- DATA TO EXAMINE
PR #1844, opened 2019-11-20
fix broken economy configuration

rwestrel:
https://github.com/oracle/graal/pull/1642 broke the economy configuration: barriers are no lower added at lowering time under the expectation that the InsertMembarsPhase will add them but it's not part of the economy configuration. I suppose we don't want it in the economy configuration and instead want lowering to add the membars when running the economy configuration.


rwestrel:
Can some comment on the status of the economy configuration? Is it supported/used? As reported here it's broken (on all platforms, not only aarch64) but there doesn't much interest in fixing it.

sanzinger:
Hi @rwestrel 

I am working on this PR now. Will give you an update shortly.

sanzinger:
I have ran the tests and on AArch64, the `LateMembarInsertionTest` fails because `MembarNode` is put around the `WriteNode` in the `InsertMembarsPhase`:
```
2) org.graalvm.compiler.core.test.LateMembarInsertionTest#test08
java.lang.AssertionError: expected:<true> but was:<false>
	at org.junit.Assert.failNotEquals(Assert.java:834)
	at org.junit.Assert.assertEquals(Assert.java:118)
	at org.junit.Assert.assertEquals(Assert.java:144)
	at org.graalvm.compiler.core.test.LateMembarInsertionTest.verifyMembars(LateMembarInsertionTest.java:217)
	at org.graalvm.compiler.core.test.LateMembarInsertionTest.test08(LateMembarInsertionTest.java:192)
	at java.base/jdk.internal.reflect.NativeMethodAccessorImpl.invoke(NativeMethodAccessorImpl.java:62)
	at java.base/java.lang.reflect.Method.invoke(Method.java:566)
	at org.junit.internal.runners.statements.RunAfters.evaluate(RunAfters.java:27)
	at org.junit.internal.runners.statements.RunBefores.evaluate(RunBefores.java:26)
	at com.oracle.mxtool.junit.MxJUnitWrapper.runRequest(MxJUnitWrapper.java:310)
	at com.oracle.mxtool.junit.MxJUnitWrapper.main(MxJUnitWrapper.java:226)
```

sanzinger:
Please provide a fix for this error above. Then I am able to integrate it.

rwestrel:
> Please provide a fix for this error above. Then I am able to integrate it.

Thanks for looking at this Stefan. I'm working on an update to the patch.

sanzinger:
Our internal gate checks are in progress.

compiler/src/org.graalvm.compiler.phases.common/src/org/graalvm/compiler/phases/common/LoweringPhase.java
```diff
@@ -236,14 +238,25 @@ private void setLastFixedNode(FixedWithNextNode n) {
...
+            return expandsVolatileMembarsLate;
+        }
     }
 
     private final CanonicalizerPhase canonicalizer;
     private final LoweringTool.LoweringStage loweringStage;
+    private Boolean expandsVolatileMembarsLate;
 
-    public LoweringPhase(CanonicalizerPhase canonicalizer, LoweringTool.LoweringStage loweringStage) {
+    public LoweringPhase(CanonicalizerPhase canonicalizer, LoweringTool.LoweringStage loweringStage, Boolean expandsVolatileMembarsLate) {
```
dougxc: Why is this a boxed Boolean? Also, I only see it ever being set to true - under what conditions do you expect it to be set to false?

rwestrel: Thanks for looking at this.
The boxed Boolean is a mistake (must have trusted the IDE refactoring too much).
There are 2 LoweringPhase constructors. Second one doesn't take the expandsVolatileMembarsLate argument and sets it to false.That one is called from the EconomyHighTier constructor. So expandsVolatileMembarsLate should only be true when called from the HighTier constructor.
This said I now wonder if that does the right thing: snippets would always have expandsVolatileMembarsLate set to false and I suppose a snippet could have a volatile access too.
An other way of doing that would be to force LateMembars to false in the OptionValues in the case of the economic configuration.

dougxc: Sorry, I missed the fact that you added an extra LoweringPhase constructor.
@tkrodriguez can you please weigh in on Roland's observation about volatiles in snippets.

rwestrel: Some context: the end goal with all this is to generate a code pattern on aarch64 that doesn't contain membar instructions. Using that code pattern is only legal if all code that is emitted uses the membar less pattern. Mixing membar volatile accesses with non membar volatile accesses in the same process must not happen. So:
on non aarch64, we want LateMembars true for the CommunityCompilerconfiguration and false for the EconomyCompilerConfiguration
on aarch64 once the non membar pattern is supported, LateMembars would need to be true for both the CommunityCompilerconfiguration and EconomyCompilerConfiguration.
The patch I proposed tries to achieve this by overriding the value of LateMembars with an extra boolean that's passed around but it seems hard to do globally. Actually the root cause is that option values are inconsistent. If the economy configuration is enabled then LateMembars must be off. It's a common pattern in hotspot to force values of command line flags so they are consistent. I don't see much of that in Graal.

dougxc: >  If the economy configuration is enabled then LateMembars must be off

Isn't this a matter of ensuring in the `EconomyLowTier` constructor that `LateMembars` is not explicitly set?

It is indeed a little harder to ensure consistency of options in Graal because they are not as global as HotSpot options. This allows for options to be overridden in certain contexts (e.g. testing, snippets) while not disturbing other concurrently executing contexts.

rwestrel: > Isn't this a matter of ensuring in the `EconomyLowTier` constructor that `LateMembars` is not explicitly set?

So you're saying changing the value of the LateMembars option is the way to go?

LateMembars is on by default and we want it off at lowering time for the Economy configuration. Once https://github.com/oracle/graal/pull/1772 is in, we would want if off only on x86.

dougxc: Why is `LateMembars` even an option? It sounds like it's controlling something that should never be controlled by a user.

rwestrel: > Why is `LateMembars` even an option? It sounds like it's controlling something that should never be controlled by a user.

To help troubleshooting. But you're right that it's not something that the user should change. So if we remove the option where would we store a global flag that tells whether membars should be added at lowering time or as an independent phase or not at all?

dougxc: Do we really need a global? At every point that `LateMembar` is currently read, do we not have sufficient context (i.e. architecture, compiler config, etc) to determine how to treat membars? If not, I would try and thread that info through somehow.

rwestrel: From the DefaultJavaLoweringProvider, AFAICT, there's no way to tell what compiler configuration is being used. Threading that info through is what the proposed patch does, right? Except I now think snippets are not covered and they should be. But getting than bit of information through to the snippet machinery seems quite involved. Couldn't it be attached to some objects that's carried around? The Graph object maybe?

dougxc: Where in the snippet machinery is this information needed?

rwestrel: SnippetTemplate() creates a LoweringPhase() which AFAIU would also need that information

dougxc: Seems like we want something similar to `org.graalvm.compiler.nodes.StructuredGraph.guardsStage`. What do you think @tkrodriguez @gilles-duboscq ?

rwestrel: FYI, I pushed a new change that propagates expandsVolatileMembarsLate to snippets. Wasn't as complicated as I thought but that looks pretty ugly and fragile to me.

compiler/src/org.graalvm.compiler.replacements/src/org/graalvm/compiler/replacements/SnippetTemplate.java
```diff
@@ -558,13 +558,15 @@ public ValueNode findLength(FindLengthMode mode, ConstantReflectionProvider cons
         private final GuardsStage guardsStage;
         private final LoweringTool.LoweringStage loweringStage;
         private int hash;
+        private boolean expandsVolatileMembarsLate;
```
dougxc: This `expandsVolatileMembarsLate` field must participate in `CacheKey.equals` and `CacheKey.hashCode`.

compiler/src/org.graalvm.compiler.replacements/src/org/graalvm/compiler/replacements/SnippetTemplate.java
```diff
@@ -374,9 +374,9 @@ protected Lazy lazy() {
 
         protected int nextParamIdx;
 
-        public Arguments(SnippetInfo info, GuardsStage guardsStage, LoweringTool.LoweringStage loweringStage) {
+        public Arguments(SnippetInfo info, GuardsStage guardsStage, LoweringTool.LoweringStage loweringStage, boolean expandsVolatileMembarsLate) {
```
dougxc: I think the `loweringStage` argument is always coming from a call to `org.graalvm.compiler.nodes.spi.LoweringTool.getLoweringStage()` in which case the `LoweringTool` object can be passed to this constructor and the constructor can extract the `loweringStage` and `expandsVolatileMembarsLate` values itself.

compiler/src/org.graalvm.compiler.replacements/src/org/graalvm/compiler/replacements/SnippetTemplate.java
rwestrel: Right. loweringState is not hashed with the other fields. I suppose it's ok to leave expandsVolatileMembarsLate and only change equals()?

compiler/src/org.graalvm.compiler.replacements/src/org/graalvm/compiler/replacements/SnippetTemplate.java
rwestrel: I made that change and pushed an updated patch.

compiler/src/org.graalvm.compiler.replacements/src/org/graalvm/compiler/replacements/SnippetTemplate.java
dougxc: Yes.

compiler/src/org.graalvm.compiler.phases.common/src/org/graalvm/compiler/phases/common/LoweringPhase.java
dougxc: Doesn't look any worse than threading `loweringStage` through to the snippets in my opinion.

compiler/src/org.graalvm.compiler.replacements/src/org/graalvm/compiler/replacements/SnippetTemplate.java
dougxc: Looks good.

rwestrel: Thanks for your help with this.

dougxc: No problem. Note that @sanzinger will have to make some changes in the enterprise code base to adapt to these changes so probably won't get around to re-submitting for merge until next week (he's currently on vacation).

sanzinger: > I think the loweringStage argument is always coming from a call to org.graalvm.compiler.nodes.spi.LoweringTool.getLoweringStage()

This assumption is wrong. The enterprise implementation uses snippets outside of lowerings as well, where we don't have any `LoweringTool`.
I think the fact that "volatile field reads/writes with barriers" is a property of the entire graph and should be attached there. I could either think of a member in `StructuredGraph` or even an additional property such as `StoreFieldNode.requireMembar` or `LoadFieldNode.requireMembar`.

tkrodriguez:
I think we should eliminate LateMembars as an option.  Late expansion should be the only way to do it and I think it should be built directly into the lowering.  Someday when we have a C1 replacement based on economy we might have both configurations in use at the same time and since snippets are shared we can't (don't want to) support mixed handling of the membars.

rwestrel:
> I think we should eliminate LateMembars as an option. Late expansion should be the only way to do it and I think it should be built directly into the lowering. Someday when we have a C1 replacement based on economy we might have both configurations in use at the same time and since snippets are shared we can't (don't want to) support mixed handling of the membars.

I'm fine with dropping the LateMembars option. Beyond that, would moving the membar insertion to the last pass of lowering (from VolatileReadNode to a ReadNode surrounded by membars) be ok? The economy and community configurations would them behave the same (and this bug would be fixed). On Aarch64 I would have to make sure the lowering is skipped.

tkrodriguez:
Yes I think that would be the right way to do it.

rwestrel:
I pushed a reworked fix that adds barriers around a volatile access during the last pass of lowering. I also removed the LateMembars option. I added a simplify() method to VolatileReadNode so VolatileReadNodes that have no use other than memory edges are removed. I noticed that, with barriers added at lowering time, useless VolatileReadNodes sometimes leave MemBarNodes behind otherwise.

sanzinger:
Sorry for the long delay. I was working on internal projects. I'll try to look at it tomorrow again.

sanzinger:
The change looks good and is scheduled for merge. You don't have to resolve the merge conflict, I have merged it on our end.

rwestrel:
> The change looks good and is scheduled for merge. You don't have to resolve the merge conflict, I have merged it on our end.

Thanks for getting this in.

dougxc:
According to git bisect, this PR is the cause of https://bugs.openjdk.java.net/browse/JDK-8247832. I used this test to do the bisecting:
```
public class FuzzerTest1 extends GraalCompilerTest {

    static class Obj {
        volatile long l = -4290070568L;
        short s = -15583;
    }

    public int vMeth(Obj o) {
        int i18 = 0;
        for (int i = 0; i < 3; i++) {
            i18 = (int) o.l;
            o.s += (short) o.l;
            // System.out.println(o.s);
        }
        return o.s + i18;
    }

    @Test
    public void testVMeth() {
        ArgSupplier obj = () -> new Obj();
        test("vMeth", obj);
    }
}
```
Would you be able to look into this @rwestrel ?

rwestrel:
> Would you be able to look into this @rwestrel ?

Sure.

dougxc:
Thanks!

- PROBLEM REQUIREMENTS
Whenever the string "assertEquals" shows up in a line of the entries, copy that line.

- ANSWER SECTION
	at org.junit.Assert.assertEquals(Assert.java:118)
	at org.junit.Assert.assertEquals(Assert.java:144)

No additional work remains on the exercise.